Plot the Unit root test to visualise data
plot(cac40.za.intercept)
Z-A test for CAC40 with trend
cac40.za.trend <- ur.za(cac40, model=c("trend"), lag=1)
summary(cac40.za.trend)
################################
# Zivot-Andrews Unit Root Test #
################################
Call:
lm(formula = testmat)
Residuals:
Min 1Q Median 3Q Max
-0.128957 -0.005632 0.000457 0.006400 0.092623
Coefficients:
Estimate Std. Error t value Pr(>|t|)
(Intercept) 9.904e-02 2.302e-02 4.302 1.75e-05 ***
y.l1 9.878e-01 2.838e-03 348.101 < 2e-16 ***
trend 2.636e-06 6.688e-07 3.941 8.31e-05 ***
y.dl1 8.141e-03 1.924e-02 0.423 0.672291
dt -9.206e-05 2.741e-05 -3.359 0.000794 ***
---
Signif. codes: 0 ‘***’ 0.001 ‘**’ 0.01 ‘*’ 0.05 ‘.’ 0.1 ‘ ’ 1
Residual standard error: 0.01288 on 2692 degrees of freedom
(2 observations deleted due to missingness)

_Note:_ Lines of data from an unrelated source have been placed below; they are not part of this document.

Issue #4549, opened 2024-08-02
Update Android widgets to match new IOS widget style


dnestico:
**Is your feature request related to a problem? Please describe.**
I personally think the current Android Home Assistant widgets look outdated and are much worse then the new IOS widgets that came out last week. 

Last week the IOS HA app got a new updated that brought all new Tile card style looking widgets which look much better then the old widgets and there is also a button/action group that allows you to have multiple actions/buttons in one widget, below is an attached image of the new IOS widgets.

**Describe the solution you'd like**
The solution would be to copy the design of the new IOS HA widgets and bring them to the Android HA app, specifically the widget that holds multiple actions/buttons in one widget would be the best one. 

Below is a picture of what the IOS HA widget looks like. 
<img width="357" alt="Screenshot 2024-08-01 at 10 44 39 PM" src="https://github.com/user-attachments/assets/7d68a0ce-5790-409c-9d47-5437e8e8162d">

**Describe alternatives you've considered, if any**
None, other than using the old widgets.	

**Additional context**
Attached above is a picture of the new IOS widgets that would look great on Android devices too.

PR #4594, opened 2024-08-26
UI updates for ButtonWidget

PizzaMarinara:
## Summary
Implementation of a fresher look for Button widget as suggested in #4549, adding a parameter to make the icon's color customizable.

## Screenshots
Config:

Day:

Night:

Dynamic:

Transparent:

### DIFF
--- a/app/src/main/java/io/homeassistant/companion/android/widgets/button/ButtonWidget.kt
+++ b/app/src/main/java/io/homeassistant/companion/android/widgets/button/ButtonWidget.kt
@@ -67,6 +67,7 @@ class ButtonWidget : AppWidgetProvider() {
 
         // Vector icon rendering resolution fallback (if we can't infer via AppWidgetManager for some reason)
         private const val DEFAULT_MAX_ICON_SIZE = 512
+        private const val SMALL_MAX_ICON_SIZE = 80
     }
 
     @Inject
@@ -202,6 +203,9 @@ class ButtonWidget : AppWidgetProvider() {
             val icon = DrawableCompat.wrap(iconDrawable)
             if (widget?.backgroundType == WidgetBackgroundType.TRANSPARENT) {
                 setInt(R.id.widgetImageButton, "setColorFilter", textColor)
+                setInt(R.id.widgetImageButton, "setBackgroundColor", Color.TRANSPARENT)
+            } else {
+                setInt(R.id.widgetImageButton, "setColorFilter", Color.TRANSPARENT)
             }
 
             // Determine reasonable dimensions for drawing vector icon as a bitmap
@@ -210,11 +214,11 @@ class ButtonWidget : AppWidgetProvider() {
             val maxWidth = (
                 awo?.getInt(AppWidgetManager.OPTION_APPWIDGET_MAX_WIDTH, DEFAULT_MAX_ICON_SIZE)
                     ?: DEFAULT_MAX_ICON_SIZE
-                ).coerceAtLeast(16)
+                ).coerceAtLeast(16).coerceAtMost(SMALL_MAX_ICON_SIZE)
             val maxHeight = (
                 awo?.getInt(AppWidgetManager.OPTION_APPWIDGET_MAX_HEIGHT, DEFAULT_MAX_ICON_SIZE)
                     ?: DEFAULT_MAX_ICON_SIZE
-                ).coerceAtLeast(16)
+                ).coerceAtLeast(16).coerceAtMost(SMALL_MAX_ICON_SIZE)
             val width: Int
             val height: Int
             if (maxWidth > maxHeight) {
--- a/app/src/main/java/io/homeassistant/companion/android/widgets/button/ButtonWidget.kt
+++ b/app/src/main/java/io/homeassistant/companion/android/widgets/button/ButtonWidget.kt
@@ -61,6 +61,7 @@ class ButtonWidget : AppWidgetProvider() {
         internal const val EXTRA_ACTION_DATA = "EXTRA_SERVICE_DATA"
         internal const val EXTRA_LABEL = "EXTRA_LABEL"
         internal const val EXTRA_ICON_NAME = "EXTRA_ICON_NAME"
+        internal const val EXTRA_ICON_COLOR = "EXTRA_ICON_COLOR"
         internal const val EXTRA_BACKGROUND_TYPE = "EXTRA_BACKGROUND_TYPE"
         internal const val EXTRA_TEXT_COLOR = "EXTRA_TEXT_COLOR"
         internal const val EXTRA_REQUIRE_AUTHENTICATION = "EXTRA_REQUIRE_AUTHENTICATION"
@@ -232,6 +233,13 @@ class ButtonWidget : AppWidgetProvider() {
             // Render the icon into the Button's ImageView
             setImageViewBitmap(R.id.widgetImageButton, icon.toBitmap(width, height))
 
+            widget?.iconColor?.let {
+                if(it.isNotBlank()) {
+                    setInt(R.id.widgetImageButton, "setColorFilter", Color.parseColor(it))
+                    setInt(R.id.widgetImageButtonBackground, "setColorFilter", Color.parseColor(it))
+                }
+            }
+
             setOnClickPendingIntent(
                 R.id.widgetImageButtonLayout,
                 PendingIntent.getBroadcast(
@@ -367,6 +375,7 @@ class ButtonWidget : AppWidgetProvider() {
         val label: String? = extras.getString(EXTRA_LABEL)
         val requireAuthentication: Boolean = extras.getBoolean(EXTRA_REQUIRE_AUTHENTICATION)
         val icon: String = extras.getString(EXTRA_ICON_NAME) ?: "mdi:flash"
+        val iconColor: String? = extras.getString(EXTRA_ICON_COLOR)
         val backgroundType = BundleCompat.getSerializable(extras, EXTRA_BACKGROUND_TYPE, WidgetBackgroundType::class.java)
             ?: WidgetBackgroundType.DAYNIGHT
         val textColor: String? = extras.getString(EXTRA_TEXT_COLOR)
@@ -387,7 +396,7 @@ class ButtonWidget : AppWidgetProvider() {
                     "label: " + label
             )
 
-            val widget = ButtonWidgetEntity(appWidgetId, serverId, icon, domain, action, actionData, label, backgroundType, textColor, requireAuthentication)
+            val widget = ButtonWidgetEntity(appWidgetId, serverId, icon, domain, action, actionData, label, iconColor, backgroundType, textColor, requireAuthentication)
             buttonWidgetDao.add(widget)
 
             // It is the responsibility of the configuration activity to update the app widget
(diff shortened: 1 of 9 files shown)


bgoncal:
Thats looks nice! I see some different top and leading padding, can you check that? For reference, this is the iOS view https://github.com/home-assistant/iOS/blob/master/Sources/Extensions/Widgets/Common/WidgetBasicView.swift
Also, how big of a change it would be to allow multiple items inside the same widget like iOS has?

jpelgrom:
> Also, how big of a change it would be to allow multiple items inside the same widget like iOS has?

Quite big, let's not increase the scope of the PR here. (And personally, I think a combined widget with entity state, which has an easy toggle/run <entity> instead of requiring you to configure each action, would make more sense for large amounts of items.)

PizzaMarinara:
> Thats looks nice! I see some different top and leading padding, can you check that? For reference, this is the iOS view https://github.com/home-assistant/iOS/blob/master/Sources/Extensions/Widgets/Common/WidgetBasicView.swift Also, how big of a change it would be to allow multiple items inside the same widget like iOS has?

Hi @bgoncal, the different padding is totally a personal preference given the default appearance of the widget is more rectangular shaped I tried leaving less padding horizontally than vertically to allow a little bit more space for the label. I can change it to an uniform padding (given the widget can be also resized). Also as @jpelgrom mentioned, I assume a multi-item widget would be a completely different kind of widget, with its own configuration so possibly a bit too outside the scope of the PR.

app/src/main/res/layout/widget_button.xml
```diff
@@ -10,44 +10,51 @@
...
+        android:layout_height="wrap_content"
+        android:paddingVertical="8dp"
+        android:paddingHorizontal="4dp"
         android:orientation="vertical">
 
         <ImageView
+            android:id="@+id/widgetImageButtonBackground"
+            android:layout_width="40dp"
+            android:layout_height="40dp"
+            android:translationZ="-2dp"
```
jpelgrom, line 21: Why use `translationZ` which is relative, instead of `elevation`?

app/src/main/res/layout/widget_button.xml
```diff
@@ -10,44 +10,51 @@
...
+            android:alpha="0.4"
+            android:contentDescription="@string/widget_button_image_description"
```
jpelgrom, line 23: We don't need the same accessibility descriptions on both the background and the icon. I think you can just leave it out here / mark it as no description needed.

bgoncal:
Agree on having a separate PR for multiple items widget ✅
About the UI, it's not really personal preference, you are proposing a change to align it more with iOS widget style, so, while for the text I may agree it is useful to have more space, for the icon it looks misaligned when it's top marging is different from it's leading margin, unless this is something common in Material Design and I am unaware

app/src/main/java/io/homeassistant/companion/android/widgets/button/ButtonWidget.kt
```diff
@@ -228,6 +233,13 @@ class ButtonWidget : AppWidgetProvider() {
             // Render the icon into the Button's ImageView
             setImageViewBitmap(R.id.widgetImageButton, icon.toBitmap(width, height))
 
+            widget?.iconColor?.let {
+                if (it.isNotBlank()) {
+                    setInt(R.id.widgetImageButton, "setColorFilter", Color.parseColor(it))
+                    setInt(R.id.widgetImageButtonBackground, "setColorFilter", Color.parseColor(it))
```
jpelgrom, line 239: This will throw an exception if the input is not valid and crash:
```
2024-08-27 12:12:31.708   747-747   AndroidRuntime          pid-747                              E  FATAL EXCEPTION: main
                                                                                                    Process: io.homeassistant.companion.android.debug, PID: 747
                                                                                                    java.lang.IllegalArgumentException: Unknown color
                                                                                                    	at android.graphics.Color.parseColor(Color.java:1399)
                                                                                                    	at io.homeassistant.companion.android.widgets.button.ButtonWidget.getWidgetRemoteViews(ButtonWidget.kt:238)
                                                                                                    	at io.homeassistant.companion.android.widgets.button.ButtonWidget.access$getWidgetRemoteViews(ButtonWidget.kt:47)
                                                                                                    	at io.homeassistant.companion.android.widgets.button.ButtonWidget$updateAllWidgets$1.invokeSuspend(ButtonWidget.kt:114)
                                                                                                    	at android.os.Handler.handleCallback(Handler.java:959)
                                                                                                    	at android.os.Handler.dispatchMessage(Handler.java:100)
                                                                                                    	at android.os.Looper.loopOnce(Looper.java:232)
                                                                                                    	at android.os.Looper.loop(Looper.java:317)
                                                                                                    	at android.app.ActivityThread.main(ActivityThread.java:8592)
                                                                                                    	at com.android.internal.os.RuntimeInit$MethodAndArgsCaller.run(RuntimeInit.java:580)
                                                                                                    	at com.android.internal.os.ZygoteInit.main(ZygoteInit.java:878)
                                                                                                    	Suppressed: kotlinx.coroutines.internal.DiagnosticCoroutineContextException: [StandaloneCoroutine{Cancelling}@61859a4, Dispatchers.Main]
```

app/src/main/java/io/homeassistant/companion/android/widgets/button/ButtonWidgetConfigureActivity.kt
```diff
@@ -454,6 +455,10 @@ class ButtonWidgetConfigureActivity : BaseWidgetConfigureActivity() {
                 ButtonWidget.EXTRA_ICON_NAME,
                 binding.widgetConfigIconSelector.tag as String
             )
+            intent.putExtra(
+                ButtonWidget.EXTRA_ICON_COLOR,
+                binding.iconColor.text.toString()
+            )
```
jpelgrom, line 461: Please add validation to prevent invalid input (see crash mentioned). If blank, the value should not be sent to avoid saving unnecessary blank text in the database.

app/src/main/res/layout/widget_button.xml
```diff
@@ -10,44 +10,51 @@
     android:background="@drawable/widget_button_background"
     android:padding="4dp">
 
-    <LinearLayout
+    <RelativeLayout
         android:id="@+id/widgetImageButtonLayout"
         android:layout_width="match_parent"
-        android:layout_height="match_parent"
-        android:paddingVertical="4dp"
+        android:layout_height="wrap_content"
```
jpelgrom, line 14: The size change will create visual problems with longer labels and/or smaller widget sizes:
Widget with text overlapping icon
(default size, and this label isn't even that long)

app/src/main/res/layout/widget_button_configure.xml
```diff
@@ -117,6 +117,28 @@
...
+                android:layout_gravity="center_vertical"
+                android:padding="5dp"
+                android:text="@string/label_icon_color" />
+
+            <androidx.appcompat.widget.AppCompatEditText
+                android:id="@+id/icon_color"
+                android:layout_width="match_parent"
+                android:layout_height="wrap_content"
+                android:hint="@string/widget_text_hint_icon_color"
+                android:imeOptions="actionDone"
```
jpelgrom, line 131: This should not be set, as this isn't the last text field (so the keyboard action should continue to the next field).

app/src/main/res/layout/widget_button_configure.xml
```diff
@@ -117,6 +117,28 @@
...
+                android:inputType="text" />
+        </LinearLayout>
+
+        <LinearLayout
+            android:layout_width="match_parent"
+            android:layout_height="50dp"
+            android:gravity="center"
+            android:orientation="horizontal">
```
jpelgrom, line 139: This appears to be unused / not closed

PizzaMarinara:
Added a commit that fixes most of @jpelgrom's remarks.

> Why use translationZ which is relative, instead of elevation?
I believe they're equivalent? I'm not sure if there's any specific reason to use either.

app/src/main/res/drawable/rounded_image_background.xml
```diff
@@ -0,0 +1,5 @@
+<?xml version="1.0" encoding="utf-8"?>
+<shape xmlns:android="http://schemas.android.com/apk/res/android">
+    <solid android:color="@color/colorDynamicWidgetPrimary" />
```
jpelgrom, line 3: There are two issues here:
 - this value is for the dynamic color theme and should not be used in other themes
 - this value does not exist on older Android versions (note how it is declared in the `values-v31` directory)

app/src/main/res/layout/widget_button.xml
jpelgrom: This has not been resolved. It may be less obvious now, but text is cut off (note the bottom of the g/p), and especially for users with larger font sizes configured this will happen quite easily.
image

PizzaMarinara: Yeah I figured the issue is now caused by the text's size rather than its layout overlapping the above icon. I can reproduce it only if I manually set my font size in the phone's setting to the maximum, otherwise it looks good to me. Is that the case here as well?

jpelgrom: No, this is on the default text and display size for me (Pixel 7a; text size 2/7, display size 2/5).

app/src/main/res/layout/widget_button.xml
jpelgrom: > I believe they're equivalent? I'm not sure if there's any specific reason to use either.

They both work, but for static values [`elevation` is suggested while `translation` is suggested for animation](https://developer.android.com/develop/ui/views/theming/shadows-clipping#Elevation). And here, it actually seems to be useless as it is already the lowest item.

```suggestion
```

app/src/main/java/io/homeassistant/companion/android/widgets/button/ButtonWidget.kt
```diff
@@ -228,6 +233,10 @@ class ButtonWidget : AppWidgetProvider() {
             // Render the icon into the Button's ImageView
             setImageViewBitmap(R.id.widgetImageButton, icon.toBitmap(width, height))
 
+            widget?.iconColor?.let {
+                setCustomColorToIcon(it, this)
```
jpelgrom, line 237: This will overwrite the color set to the icon in line 204/206, which is fine if you have set a custom color but when using the transparent theme it might create a mismatch (black icon on a colored circle with white text, while the option says it'll color text + icon, and it just looks odd).
Transparent widget: blue circle with black icon, and white text below

app/src/main/res/drawable/rounded_image_background.xml
```diff
@@ -0,0 +1,5 @@
+<?xml version="1.0" encoding="utf-8"?>
+<shape xmlns:android="http://schemas.android.com/apk/res/android">
+    <solid android:color="@color/colorPrimary" />
```
jpelgrom, line 3: Use the widget's theme color as a default instead of always blue, or pick something which doesn't look out of place in a dynamic color theme (which is very hard and why theme colors exist, see main comment). The [widget's background](https://github.com/home-assistant/android/blob/2279d5d7dfb6151a0b4c3ac4ccdb60f251bc2056/app/src/main/res/drawable/widget_button_background.xml#L4) is an example of how they are used in another file.

```suggestion
    <solid android:color="?colorWidgetButton" />
```

jpelgrom (commented):
The layout changes in the latest commit completely change the design, no longer being close to the requested tile design, with small text and with (too) narrow padding. If I'm being honest, it looks broken even without the tile design reference.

Multiple R-squared: 0.9947, Adjusted R-squared: 0.9947
F-statistic: 1.266e+05 on 4 and 2692 DF, p-value: < 2.2e-16
Teststatistic: -4.3054
Critical values: 0.01= -4.93 0.05= -4.42 0.1= -4.11
Potential break point at position: 2606
The Zivot-Andrews test suggests that there is break in data trend at observation number 2606.The T-statistics of Z-A test is lower than critical value (in absolute value), REJECTING Null hypothesis of unit root. The data has structure break at 27 December 2019.
Plot the Unit root test to visualise data
plot(cac40.za.trend)
References
- Zivot, E. and Andrews, Donald W.K. (1992), Further Evidence on the Great Crash, the Oil-Price Shock, and the Unit-Root Hypothesis, Journal of Business \& Economic Statistics, 10(3), 251–270.